#### WHAT THE EXERCISE ASKS
From the records below, copy each line that has the word "priv" in it.

#### RECORDS PROVIDED
PR #2094, opened 2025-05-27
Bug 799363 - When selecting "load" two layer ...

Oscar65:
The Back and Forward buttons now work correctly.
Added pressedBACK and pressedFWD to _gnc_html_history because gnc_html_history_append needs to know if a button has been pressed.

I had to remove the Back and Forward options from the right-click menu because they interfere with the buttons' functionality.

Clicking and selecting Load clears the existing Forward order. I can't change it because it's JavaScript inside the HTML.

### DIFF
--- a/gnucash/html/gnc-html-webkit2.c
+++ b/gnucash/html/gnc-html-webkit2.c
@@ -120,6 +120,11 @@ static void impl_webkit_print (GncHtml* self,const gchar* jobname);
 static void impl_webkit_cancel( GncHtml* self );
 static void impl_webkit_set_parent( GncHtml* self, GtkWindow* parent );
 static void impl_webkit_default_zoom_changed(gpointer prefs, gchar *pref, gpointer user_data);
+static gboolean webkit_context_menu_cb(WebKitWebView         *web_view,
+                                       WebKitContextMenu     *context_menu,
+                                       GdkEvent              *event,
+                                       WebKitHitTestResult   *hit_test_result,
+                                       gpointer               user_data);
 
 static GtkWidget*
 gnc_html_webkit_webview_new (void)
@@ -206,6 +211,10 @@ gnc_html_webkit_init( GncHtmlWebkit* self )
      g_signal_connect (priv->web_view, "resource-load-started",
                        G_CALLBACK (webkit_resource_load_started_cb),
                        self);
+     g_signal_connect(priv->web_view, "context-menu",
+                       G_CALLBACK(webkit_context_menu_cb),
+                       self);
+
      gnc_prefs_register_cb (GNC_PREFS_GROUP_GENERAL_REPORT,
                             GNC_PREF_RPT_DFLT_ZOOM,
                             impl_webkit_default_zoom_changed,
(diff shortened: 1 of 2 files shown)


gnucash/html/gnc-html-webkit2.c
```diff
@@ -727,6 +736,56 @@ webkit_resource_load_started_cb (WebKitWebView *web_view,
...
+          {
+                webkit_context_menu_remove(context_menu, item);
+                // Because GList has changed we cannot remove another item.
+                break;
+          } else if (action == WEBKIT_CONTEXT_MENU_ACTION_GO_FORWARD) {
+                webkit_context_menu_remove(context_menu, item);
+                // Because GList has changed we cannot remove another item.
+                break;
+          }
+     }
```
jralls, line 784: Don't duplicate code. You *could* extract this to a separate function that takes the WebKitContextMenuAction as an argument and call it twice.

But you don't need to do either. You can keep on working with the list, you just need to advance the node before you delete it:
```
for (GList* node = menu_items; node;)
{
    WebKitContextMenuItem *item = WEBKIT_CONTEXT_MENU_ITEM (node->data);
    WebKitContextMenuAction action = webkit_context_menu_item_get_stock_action (item);
    node = g_list_next (node);
    if (action == WEBKIT_CONTEXT_MENU_ACTION_GO_BACK ||
        action == WEBKIT_CONTEXT_MENU_ACTION_GO_FORWARD)
        webkit_context_menu_remove(context_menu, item);
}
```

gnucash/html/gnc-html-webkit2.c
```diff
@@ -727,6 +736,56 @@ webkit_resource_load_started_cb (WebKitWebView *web_view,
...
+
+     // We need to get items again.
+     menu_items = webkit_context_menu_get_items(context_menu);
+     for (GList *l = menu_items; l != NULL; l = g_list_next(l)) {
```
jralls, line 771: Avoid single-letter names except for integer indexes. `node` is a typical name for list members.
Always put curly braces on their own line. [GnuCash's style](https://wiki.gnucash.org/wiki/CodingStandard) specifies that they should be flush with the introducing line.

gnucash/html/gnc-html-webkit2.c
```diff
@@ -727,6 +736,56 @@ webkit_resource_load_started_cb (WebKitWebView *web_view,
                        data);
 }
 
+/*
+ *
+ * We need to delete the Back and Forward items from the right-click menu because
+ * otherwise the Back and Forward buttons won't work properly.
```
jralls, line 742: That makes the context menu different from those of most browsers. Better to replace the menu items with new ones that use the same actions as the toolbar buttons.

jralls (changes requested):
Everything you do in gnc-html-webkit2.c you must also do in gnc-html-webkit1.c.

Oscar65:
I managed to create "Back" and "Forward" items in the context menu, but I don't know how to call gnc-plugin-page-report.c::gnc_plugin_page_report_back_cb from a function in gnc-html-webkit2.c with report as a parameter.

Is possible?

jralls:
> Is possible?

Yes, via the navigation policy in `perform_navigation_policy` in gnc-html-webkit2.c and `webkit_navigation_requested_cb` in gnc-html-webkit1.c.

Oscar65:
@jralls Could you please give me an example?, because I don't find any examples on code nor documentation about `perform_navigation_policy`

jralls:
@Oscar65 

> because I don't find any examples on code nor documentation about perform_navigation_policy

[WebkitGtk navigation policy documentation](https://webkitgtk.org/reference/webkit2gtk/2.25.4/WebKitNavigationPolicyDecision.html) and [`perform_navigation_polcy`](https://github.com/Gnucash/gnucash/blob/stable/gnucash/html/gnc-html-webkit2.c#L599) *is* the example as well as the obvious place for you to hook in your handler.

Oscar65:
> Everything you do in gnc-html-webkit2.c you must also do in gnc-html-webkit1.c.

@jralls I did in gnc-html-webkit2.c, how can I build with webkit1 to develop and test it?

jralls:
You'll need to set up a [Windows build environment](https://wiki.gnucash.org/wiki/Building_on_Windows). @Bob-IT provided some more advice in [this thread on gnucash-devel](https://lists.gnucash.org/pipermail/gnucash-devel/2025-March/047024.html).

#### SOLUTION FOR THIS PROBLEM
      g_signal_connect (priv->web_view, "resource-load-started",
+     g_signal_connect(priv->web_view, "context-menu",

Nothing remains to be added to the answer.